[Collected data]
PR #1627, opened 2021-05-05
XWIKI-18501: Extension updater propose to upgrade Refactoring UI to 13.1 when 12.10.5 flavor is installed

slauriere:
- Add dependency on `xwiki-platform-refactoring-api`

### DIFF
--- a/xwiki-platform-core/xwiki-platform-refactoring/xwiki-platform-refactoring-ui/pom.xml
+++ b/xwiki-platform-core/xwiki-platform-refactoring/xwiki-platform-refactoring-ui/pom.xml
@@ -36,6 +36,8 @@
     <xwiki.extension.name>Refactoring Application</xwiki.extension.name>
   </properties>
   <dependencies>
+    <!-- xwiki-platform-refactoring-api is a soft dependency: while the UI does not use it directly, having the
+     UI installed without the API is pointless. -->
     <dependency>
       <groupId>org.xwiki.platform</groupId>
       <artifactId>xwiki-platform-refactoring-api</artifactId>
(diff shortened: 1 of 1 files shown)


xwiki-platform-core/xwiki-platform-refactoring/xwiki-platform-refactoring-ui/pom.xml
```diff
@@ -36,6 +36,12 @@
     <xwiki.extension.name>Refactoring Application</xwiki.extension.name>
   </properties>
   <dependencies>
+    <dependency>
+      <groupId>org.xwiki.platform</groupId>
+      <artifactId>xwiki-platform-refactoring-api</artifactId>
+      <version>${project.version}</version>
+      <scope>runtime</scope>
+    </dependency>
```
mflorea, line 44: Where exactly is the Refactoring API used in the wiki pages from Refactoring UI? AFAICS the UI only has a configuration class, a configuration section and some translation keys, neither using the Refactoring API.

slauriere: You're right. I thought this could be conisdered as an implicit functional requirement, but it is irrelevant. I'm trying to identify a minimal requirement by such a module containing just pages, in order to solve the related upgrade issue, unless another path would be more appropriate. Would it be relevant to add a dependency on`xwiki-platform-web-war`? What do you think?

vmassol: Does it make sense to install refactoring-ui without refactoring-api? I think there's a dep between both even if it not an API dependency. For me it's fine to have this dep with a comment explaining the type of dep that it is maybe.

what do other committers think?

mflorea: I'm OK to keep the dependency if we add a comment to explain that it's not a hard dependency (it's not used directly) but a soft one (it doesn't make sense to have the UI installed without the API).

mflorea (approved):

PR #1628, opened 2021-05-05
XWIKI-18500: Extension updater propose to upgrade Sandbox to 13.1 when 12.10.5 flavor is installed

slauriere:
- Add dependency on `xwiki-platform-uiextension-ui`, which is needed by the Sandbox application to get listed in the Applications panel via a `UserExtensionClass` object.

### DIFF
--- a/xwiki-platform-core/xwiki-platform-sandbox/pom.xml
+++ b/xwiki-platform-core/xwiki-platform-sandbox/pom.xml
@@ -41,7 +41,6 @@
       <groupId>org.xwiki.platform</groupId>
       <artifactId>xwiki-platform-uiextension-api</artifactId>
       <version>${project.version}</version>
-      <type>xar</type>
     </dependency>
   </dependencies>
   <build>
--- a/xwiki-platform-core/xwiki-platform-sandbox/pom.xml
+++ b/xwiki-platform-core/xwiki-platform-sandbox/pom.xml
@@ -39,7 +39,7 @@
     <dependency>
       <!-- Needed to display the Sandbox in the Applications panel list -->
       <groupId>org.xwiki.platform</groupId>
-      <artifactId>xwiki-platform-uiextension-ui</artifactId>
+      <artifactId>xwiki-platform-uiextension-api</artifactId>
       <version>${project.version}</version>
       <type>xar</type>
     </dependency>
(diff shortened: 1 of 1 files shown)


xwiki-platform-core/xwiki-platform-sandbox/pom.xml
```diff
@@ -35,6 +35,15 @@
...
   </properties>
+  <dependencies>
+    <dependency>
+      <!-- Needed to display the Sandbox in the Applications panel list -->
+      <groupId>org.xwiki.platform</groupId>
+      <artifactId>xwiki-platform-uiextension-ui</artifactId>
+      <version>${project.version}</version>
+      <type>xar</type>
+    </dependency>
+  </dependencies>
```
mflorea, line 46: ``xwiki-platform-uiextension-ui`` only has a sheet which I doubt is used by the Sandbox application. The class is generated by ``UIExtensionClassDocumentInitializer`` from the API module.

slauriere: Wrong pick by me indeed, sorry, fixed in latest commit.

xwiki-platform-core/xwiki-platform-sandbox/pom.xml
```diff
@@ -35,6 +35,15 @@
     <!-- Name to display by the Extension Manager -->
     <xwiki.extension.name>Sandbox Application</xwiki.extension.name>
   </properties>
+  <dependencies>
+    <dependency>
+      <!-- Needed to display the Sandbox in the Applications panel list -->
+      <groupId>org.xwiki.platform</groupId>
+      <artifactId>xwiki-platform-uiextension-api</artifactId>
+      <version>${project.version}</version>
+      <type>xar</type>
```
mflorea, line 44:
```suggestion
```

Wrong type.

mflorea (changes requested):

xwiki-platform-core/xwiki-platform-sandbox/pom.xml
slauriere: Damn, sorry and thank you

mflorea (approved):

PR #1629, opened 2021-05-05
XWIKI-18479: Attachment count is not updated when the Attachments tab…

slauriere:
… is loaded

- Listen to event 'xwiki:docextra:loaded' and update attachment counter on attachment tab content loading completion

### DIFF
--- a/xwiki-platform-core/xwiki-platform-web/xwiki-platform-web-war/src/main/webapp/resources/js/xwiki/viewers/attachments.js
+++ b/xwiki-platform-core/xwiki-platform-web/xwiki-platform-web-war/src/main/webapp/resources/js/xwiki/viewers/attachments.js
@@ -256,6 +256,16 @@ require(['jquery', 'xwiki-events-bridge'], function($) {
   $(document).on('xwiki:html5upload:done', function() {
     updateCount();
   });
+
+  /**
+   * Call "updateCount" when the attachment tab content gets loaded, in order to make sure that the counter
+   * reflects the actual number of attachments, which may have changed since the initial page load.
+   */
+  document.observe("xwiki:docextra:loaded", function(event) {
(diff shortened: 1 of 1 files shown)


xwiki-platform-core/xwiki-platform-web/xwiki-platform-web-war/src/main/webapp/resources/js/xwiki/viewers/attachments.js
```diff
@@ -256,6 +256,16 @@ require(['jquery', 'xwiki-events-bridge'], function($) {
   $(document).on('xwiki:html5upload:done', function() {
     updateCount();
   });
+
+  /**
+   * Call "updateCount" when the attachment tab content gets loaded, in order to make sure that the counter
+   * reflects the actual number of attachments, which may have changed since the initial page load.
+   */
+  document.observe("xwiki:docextra:loaded", function(event) {
```
mflorea, line 264: Why use Prototype.js in a Require block with jQuery dependency? See a few lines above. See also https://www.xwiki.org/xwiki/bin/view/Documentation/DevGuide/FrontendResources/JavaScriptAPI/#HBridgingcustomXWikieventsbetweenPrototypeandjQuery .

mflorea (changes requested):

xwiki-platform-core/xwiki-platform-web/xwiki-platform-web-war/src/main/webapp/resources/js/xwiki/viewers/attachments.js
slauriere: Indeed, a lack of observation by me, thank you for the review, the latest commit uses jQuery instead.

mflorea (approved):

PR #1631, opened 2021-05-06

slauriere:
- Use "justify-content: start" for the "extension-title" and "dependency-item" sections


slauriere:
This change allows to keep the extension name, version and optional namespace at the beginning of the line even in the case when there is no extension status (while with `justify-content: space-between` they were distributed evenly in the line, which resulted in having the version and the optional namespace pushed to the end, as illustrated by the before / after screen captures below).

## Before

before

## After

after

mflorea (approved):

PR #1632, opened 2021-05-06
XWIKI-18620: Replace the SendMailStatus live table with live data

manuelleduc:


xwiki-platform-core/xwiki-platform-mail/xwiki-platform-mail-ui/src/main/resources/Mail/SendMailStatus.xml
```diff
@@ -76,32 +76,36 @@
...
-   'resultPage': 'Mail.SendMailStatusJSON',
-   'translationPrefix' : 'Mail.SendMailStatus_livetable.',
-   'tagCloud' : false,
-   'selectedColumn' : 'date',
-   'defaultOrder' : 'desc',
-   'outputOnlyHtml': true
+#set ($liveDataConfig = {
+  'meta': {
+    'propertyDescriptors': [
+      { 'id': 'date', 'displayer': 'text' },
```
manuelleduc, line 88: I didn't find a way to configure this column to have a working date date filter.

manuelleduc:
@mflorea this this the result with `useLiveData=true`

- the date filter is not working 
- the actions' html is displayed in raw

Screenshot_2021-05-06 XWiki - Mail - SendMailStatus

xwiki-platform-core/xwiki-platform-mail/xwiki-platform-mail-test/xwiki-platform-mail-test-pageobjects/src/main/java/org/xwiki/mail/test/po/MailStatusAdministrationSectionPage.java
```diff
@@ -42,12 +42,10 @@ public static MailStatusAdministrationSectionPage gotoPage()
...
-     * @return the status live table
+     * @return the status live data
      */
-    public LiveTableElement getLiveTable()
+    public LiveDataElement getLiveData()
     {
-        LiveTableElement lt = new LiveTableElement("sendmailstatus");
-        lt.waitUntilReady();
-        return lt;
+        return new LiveDataElement("sendmailstatus");
```
mflorea, line 49: Shouldn't you wait until the live data is ready?

xwiki-platform-core/xwiki-platform-mail/xwiki-platform-mail-ui/src/main/resources/Mail/SendMailStatus.xml
mflorea: WDYM by "working date filter"? The date filter is loading for me when using ``?useLiveData=true``. Sure, it doesn't filter the rows because the source (``Mail.SendMailStatusJSON``) doesn't support filtering on the date column, but that's not different than with the old live table. So you just need to make the date column un-filterable.

xwiki-platform-core/xwiki-platform-mail/xwiki-platform-mail-ui/src/main/resources/Mail/SendMailStatus.xml
```diff
@@ -76,32 +76,36 @@
...
+      { 'id': 'batchId', 'displayer': 'text' },
+      { 'id': 'type', 'displayer': 'text' },
+      { 'id': 'recipients', 'displayer': 'html' },
+      { 'id': 'state', 'displayer': 'text' },
+      { 'id': 'wiki', 'displayer': 'text' },
+      { 'id': 'error', 'displayer': 'text' },
```
mflorea, line 94: ``text`` displayer is used by default so there's no need to specify it. Moreover, there's no need to specify a property descriptor if you don't have any (custom) configuration for it, so most of the property descriptors above can be omitted.

mflorea (changes requested):

mflorea:
> the actions' html is displayed in raw

@manuelleduc that's because of the live table configuration:

> 'actions' : { 'type' : 'text', 'html' : **'true'**, 'filterable' : 'false', 'sortable' : 'false' }

it should have been:

> 'actions' : { 'type' : 'text', 'html' : **true**, 'filterable' : 'false', 'sortable' : 'false' }

(unquoted) because the value should be boolean. Anyway, using the live data macro won't have this problem. It affects only the automatic conversion.

mflorea (commented):
Live data configuration looks good.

#### [EXERCISE AIM]
Whenever the word "flavor" shows up in a line of the entries, list that line.

#### [TASK RESULT]
XWIKI-18501: Extension updater propose to upgrade Refactoring UI to 13.1 when 12.10.5 flavor is installed
XWIKI-18500: Extension updater propose to upgrade Sandbox to 13.1 when 12.10.5 flavor is installed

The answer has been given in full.